- 2 cups sugar
- 4 large eggs
- 1 cup extra-virgin olive oil
- 1 cup dry white wine
- 2½ cups all-purpose flour
- ½ teaspoon salt
- 2¼ teaspoons baking powder
- 1 teaspoon pure vanilla extract
- 1 vanilla bean
- 2 tablespoons chopped fresh rosemary
- Unsweetened crème fraîche or whipped cream, for serving
- 1 cup fresh lemon juice
- 1¼ cups powdered sugar, sifted
- 1 (4-inch-long) sprig fresh rosemary
- 1 teaspoon grated lemon zest
- 1 cup sugar
- 1 cup water
- 4 firm-ripe peaches, peeled, pitted and diced
FOR THE ROSEMARY CAKE
Preheat oven to 350°F. Line the bottom of a 9-inch round cake pan with parchment paper.

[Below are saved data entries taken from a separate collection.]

PR #368, opened 2020-04-06
Validation filter result

woksin:
Based on PR #366, pull that one in first.

Start on simplifying the filters. This is an ongoing process. More PRs will follow.

┆Issue is synchronized with this [Asana task](https://app.asana.com/0/1140654762299587/1170011480522006)


Source/EventHorizon/Producer/Filter/PublicFilterDefinition.cs
```diff
@@ -27,5 +27,8 @@ public PublicFilterDefinition(StreamId sourceStream, StreamId targetStream)
 
         /// <inheritdoc/>
         public StreamId TargetStream { get; }
+
+        /// <inheritdoc/>
+        public bool IsPersistable => false;
```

Beat the sugar and the eggs together in a mixer on medium speed for 30 seconds. Add the oil, wine, flour, salt, baking powder, vanilla and rosemary. Continue to mix for 1 minute. Pour the batter in the baking pan. Bake until the cake pulls away from the sides, about 30 minutes. Let the cake cool in the pan for about 5 minutes. Remove the cake from the pan and let it cool on a wire rack for 2 hours, then drizzle with the Lemon Glaze (recipe below).
FOR THE LEMON GLAZE
In a small saucepan, cook the lemon juice and powdered sugar over medium heat and stir until smooth. Let the mixture cool slightly and pour it over the cake.
FOR THE MACERATED PEACHES
Combine the rosemary, lemon zest, sugar and water in a medium saucepan. Bring to a boil, stirring to dissolve the sugar. Lower the heat and simmer for 2 minutes. Pour the hot syrup over the peaches. Cover and chill for 2 hours. Remove the rosemary before serving.
About this recipe
Slice the cake into 6 to 8 wedges. Place a slice of cake on each plate and top with a spoonful of peaches and a dollop of crème fraîche or whipped cream.
NOTE: Save the extra peach syrup for cocktails or another use.